> Problem to solve:
Retype all of the data. Every line must match exactly.

> Material supplied:
PR #9837, opened 2024-12-09
fix: upgrade pg snapshot during v3 upgrade if needed

jaycetde:
### What?

Upgrade PG snapshot if needed during v3 migration

### Why?

I'm unable to run the v3 migration as my PG snapshot is on version 5 instead the required 7

### How?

> Answer for the task:
PR #9837, opened 2024-12-09
fix: upgrade pg snapshot during v3 upgrade if needed

jaycetde:
### What?

Upgrade PG snapshot if needed during v3 migration

### Why?

I'm unable to run the v3 migration as my PG snapshot is on version 5 instead the required 7

### How?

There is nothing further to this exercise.